Long before the world had fallen into the clutches of the Horned King, there had been another life—a brighter one. Long ago, before the skeletal crown and the Black Cauldron, he had been a man. His name had been Ardgal then, not yet consumed by darkness, not yet bent to the hunger for endless power. Once, he'd been noble, if not entirely good, and he had lived for one thing above all else: her.
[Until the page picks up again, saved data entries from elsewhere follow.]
PR #2760, opened 2023-03-21
Fix the issues where Chrome times out when running tests

floryst:
### Context
Chrome was hanging due to `window.__karma__.complete` not being called.
This had two root causes:

1. Chrome's timer task queue is no longer deprioritized to the end of
DOM loading (due to deprecation of a field test)
2. BufferedObjectPipe doesn't drain the existing buffer when the reader
is set. For some reason, Chrome sets the reader on the buffered pipe
later than Firefox does.

### Results
- Chrome should now report completed statuses when running the browser tests.
- Instead of editing `karma.conf.js` to modify the test targets, you now must edit `Sources/Testing/index.js`.

### Changes

- [x] karma testing configuration updated

### PR and Code Checklist

### Testing
Passing CI likely means this worked.

### DIFF
--- a/.eslintrc.js
+++ b/.eslintrc.js
@@ -70,5 +70,9 @@ module.exports = {
     '**/example_/*.js',
     // ignore js files in utilities
     'Utilities/**/*.js',
+    // ignore configs
+    'karma.conf.js',
+    'webpack.*.js',
+    '.eslintrc.js',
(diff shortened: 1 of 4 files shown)


finetjul:
Did not try but I'm pretty glad you figured it out ! Well done !

PR #2764, opened 2023-03-22
fix(RemoteMouse): send position in wheel event

psavery:
This modifies the remote mouse events to use `createRemoteEvent()` similarly to the other mouse events. One thing this adds is the `x` and `y` positions of the mouse, which can be used to determine which renderer the mouse is hovering over.

This is needed as a first step for fixing pyvista/pyvista#4020

The next step is to fix the web protocol to use the mouse position to determine which renderer the mouse is over.

I have tested this locally and it appears to work properly.

### PR and Code Checklist


jourdain (approved):
LGTM

PR #2766, opened 2023-03-23
refactor(macros): add support for _onPropChanged callback

finetjul:
By adding a function _onPropChanged into the model, the function will be called each time prop is changed but before modified() is called.

### Context
Sometimes it is useful to call extra code whenever a prop changes.

### Results
Each time an XXX prop is modified via the `macro.set`, `macro.setGet` or `macro.setArray` and if `model` contains `_onXXXChanged`, then it will be called automatically after changing the value but before `modified` is called.

Closes #2765 

### Changes

### PR and Code Checklist

### Testing
- [x] Tested environment:
  - **vtk.js**: master
  - **OS**: Windows 11
  - **Browser**: Chrome latest

### DIFF
--- a/Sources/Interaction/Widgets/OrientationMarkerWidget/index.js
+++ b/Sources/Interaction/Widgets/OrientationMarkerWidget/index.js
@@ -35,6 +35,8 @@ function vtkOrientationMarkerWidget(publicAPI, model) {
     }
   }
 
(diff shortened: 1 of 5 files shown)


jourdain (approved):
LGTM

I was just debating for the param order
(publicAPI, model, new, old) vs (publicAPI, model, old, new)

She was Bríghid, with fire in her spirit and the kind of beauty that made the changing winds pause. Named for the goddess of poetry and light, Bríghid had been everything Ardgal had never deserved but somehow had claimed as his. In a youth long forgotten, they had walked through emerald hills hand-in-hand. She had written verses for him, laughter gilding her voice, and he had sworn to her that he would love her until the stars themselves turned to dust.

But they had been young, and the world had been cruel. War and betrayal tore them apart—the details blurred in the mists of time, an agony Ardgal refused to revisit. He had lost her. Not just her love, but her very life. And in his madness, in his grief too unbearable to bear, he had gone to lengths no mortal should ever go. He sought dark powers that promised vengeance for her death, powers that whispered visions of a time when he could command death itself.

And so, Ardgal died, piece by piece, as his vengeance consumed him. By the time he became the Horned King, nothing of the man who had once loved Bríghid remained. Or so the story should have ended.

But life, and love, and fate—they had their cruel ways.